Central Oregon water: is there a shortage?

Winter ends on March 19th and Central Oregon, like much of the Western US, remains in a drought.  (The median high point for snowpack is March 27th.) The outlook is grim enough that Deschutes, Jefferson, and Crook Counties have once again declared drought emergencies.  At the same time, local cities and municipal water system operators seem unconcerned. What’s going on?

Most local cities and municipal water systems have wells that extend deep into the aquifer.  The City of Bend can also use water from creeks they control.  The Deschutes aquifer is certainly dropping, but at the current rate it will be many years before municipal water might be impacted.  If or when is a matter of speculation, but a look around the west makes it clear that most water managers have been unprepared for shortages that have quickly developed.  The municipal, domestic, and agricultural water outlook in parts of many western states, including Southern Oregon, is simply depressing.

Locally, homes not connected to municipal systems use wells for domestic water, wells that typically do not extend as deep as municipal wells.  Reports of these wells going dry are widespread.  Drilling new wells is expensive and the waitlist extends for months. 

Of course, the most reported water shortages are for irrigators who are responsible for approximately 86% of local water consumption.  Due to the drought, all local irrigation districts are faced with reduced water deliveries, some more drastically than others.  Unfortunately, the irrigators who are most likely to use water to produce food in an economically viable manner are facing the harshest challenges.
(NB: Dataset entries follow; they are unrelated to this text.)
PR #1304, opened 2025-09-03
Allow `skrf.Network` to input touchstone 2.0 file without `*.ts` extension

SHF101202021:
Hi Scikit-RF Community,

For EDA tools like Helic, a EM tool to extract electrical properties of DIE TOP layouts,  the extension of generated touchstone 2.0 file is `*.sp` rather than `*.ts`.

For this situation, when file extension pattern is not `\.[sS]\d+[sP]`, we should detect if `^\[Version\]` exists for the first line of the given file.
If not, we then continue to reject analyze the input file.


FranzForstmayr:
Could you please add an example file and create a unit test for the file?

SHF101202021:
@FranzForstmayr 
OK.

SHF101202021:
@FranzForstmayr 
Examples and pytest codes are added.

jhillairet:
> @FranzForstmayr Examples and pytest codes are added.

Thank you. As this is just for testing purpose, could you reduce a bit the size (number of frequency points) of the test files?

SHF101202021:
@jhillairet 
Already shrink the frequency points.

SHF101202021:
@FranzForstmayr  @jhillairet 

Cuz this PR is approved, I'll close it.
Thank you all.

jhillairet:
Thank you @SHF101202021

PR #1309, opened 2025-09-19
Copper Mountain Technologies Cobalt series virtual instrument interface.

bdelwood:
This PR implements a VI module for the [CMT Cobalt series of VNAs](https://coppermountaintech.com/50-ohm-vnas/). I have only implemented the SCPI commands/interfaces that I commonly use; the [list of supported commands](https://coppermountaintech.com/wp-content/uploads/2020/09/SxVNA-SCPI-Programming-Manual-2.pdf) is quite extensive for the CMT VNAs.

I implemented a few tests which rely on running the control software. Fortunately, Copper Mountain provides the [control software for their VNAs as freeware](https://coppermountaintech.com/download-free-vna-software/), and they come with a demo/simulation mode--so one can run tests without having the actual hardware. I have run these tests both with the control software running with a real C4220 and in the C4220 demo mode.


leonknight99-flann:
Just noticed that we have both been working on the same driver for cmt! Having a quick look through yours compared to mine you have implemented the `get_sdata()` function whereas I have implemented the `get_snp_network()`. A lot of the standard functions are the same just with slight text changes. 

The way I implemented `get_snp_network()` was to make use of a windows temp file to export the current calibrated touchstone file and then reopen as a skrf class.

I also only have a C4220 to validate the testing although made the class more generic to hopefully include other devices (as they all seem to use the S#VNA software.

See what you think

[https://github.com/leonknight99-flann/scikit-rf/blob/VNA_Dev/skrf/vi/vna/copper_mountain/cmt.py](url)

jhillairet:
Tests are failing due to HP8510C tests, but I can't reproduce it locally. Seems a CI-related issue. Should we ignore these RessourceWarnings generated by mocker?

bdelwood:
Sorry for the long delay. Somehow thought this was merged! 

@jhillairet I have been using this for a year in the lab without issues. But I reproduced the earlier issue with the test: failed CMT connections leaked sockets, with warnings surfacing during later HP8510C tests. I have fixed that. 

@leonknight99-flann I ended up needing `get_snp_network` at some point, so I have added it.

Rebased on current master.

jhillairet (approved):
Thanks for the update ; please also check the discussion #1434 which is of interest for you probably.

Fish and wildlife, however, are the biggest losers in the drought.  They do not have wells to tap into groundwater and must rely on surface water.  Unfortunately, surface water is in short supply.  Local reservoirs and lakes are at a fraction of their normal levels for this time of year and once again are unlikely to fill.

Even if we end the winter with an above average snowpack, local reservoirs and lakes will probably enter spring at the lowest levels ever.  This is because they started the winter at historically low levels, the ground is so dry that it will absorb a significant amount of water before it reaches the aquifer or is shed as runoff, and “normal” is not what it used to be.  “Normal” snowpack is the average of the past 30 years of snowfall, a period of frequent drought.  Even a normal snowpack this year will be low compared to a longer term average.
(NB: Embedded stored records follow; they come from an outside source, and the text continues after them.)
PR #602, opened 2023-06-06
PLT-3146 - GET /contracts/:contractId/next

nhenin:
- **JIRA** : [PLT-3146](https://input-output.atlassian.net/browse/PLT-6075?atlOrigin=eyJpIjoiODY5Zjg3ZDExNzNjNGE0NDk2OWZhNzQ3ZDFlNTgwNzgiLCJwIjoiaiJ9)
- **Value** : Giving the capabilities for Rest API users to know what next inputs can be applied for a given contract 
- **Next Semantics**
   - **Reducibility**
     - Can Reduce when contract is reducible
     - Can't Reduce when the contract provided is irreducible
   - **Applicability**
     - "Close" is not applicable
     - **Notify**
        - "Notify" is not applicable when evaluated falsified        
        - Shadowing : Following Notifies evaluated to True are not applicable.
     - **Deposit**
        - "CanDeposit" is a "Deposit" with its quantity evaluated and its "Case" index preserved (when no shadowing involved
        - Shadowing : Following Identical Evaluated Deposits are not applicable     
     - **Choice**
        - "Choice" with empty bounds is not applicables
        - **Shadowing** : Bounds are not applicable when previously covered by Choices with the same Id
          - Applicable [Indexed CanChoose]'s bounds on the same choiceId don't overlap                                    
          - "CanChoose" is isomorphic to "Choice" and its "Case" index preserved when no shadowing involved               
          - "[Indexed CanChoose]" and [Choice] on the same id have the same merged Bounds                             

- **Runtime REST** 

Adding new endpoint `GET contracts/:contractId/next?validityStart=:validityStart&validityEnd=:validityEnd`

```json
{
  "applicable_inputs": {
    "choices": [
      {
        "can_choose_between": [
          {
            "from": 0,
            "to": 0
          }
        ],
        "case_index": 0,
        "for_choice": {
          "choice_name": "string"
        }
      }
    ],
    "deposits": [
      {
        "can_deposit": 0,
        "case_index": 1,
        "of_token": {
          "currency_symbol": "string",
          "token_name": "string"
        }
      }
    ],
    "notify": {
      "case_index": 2,
      "is_merkleized_continuation": true
    }
  },
  "can_reduced": true
}
```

Rivers are in equally terrible shape.  On Feb 26th, flows in the Crooked River where it meets Lake Billy Chinook are 35% below normal.  This is after the river was essentially dewatered below the City of Prineville the past two summers and reduced to only 10 CFS below Prineville Reservoir last fall.  Flows in the Deschutes River where it meets Lake Billy Chinook are 48% below normal.  Even flows in the Metolius River, the river that remains closest to a natural state, are 17% below normal where it meets Lake Billy Chinook.

Perhaps you will be satisfied if the water continues to flow out of your faucet when you turn it on.  Most of us in Central Oregon, however, are here for the outdoor lifestyle.  Agriculture is an important economic driver in some parts of Central Oregon, but the dominant regional economic engine is the outdoor lifestyle economy.  Mountains, forests, rivers, reservoirs, lakes, and the fish and wildlife that inhabit them are what brought us here.  This is where the water crisis is most acute.  This crisis must be addressed, or the communities of Central Oregon will become former high desert boom towns that have lost the qualities that made them attractive places to live.

A heating planet is a global problem but there are things that can be done locally to help.  So far, however, our political leaders have failed to rise to the challenge.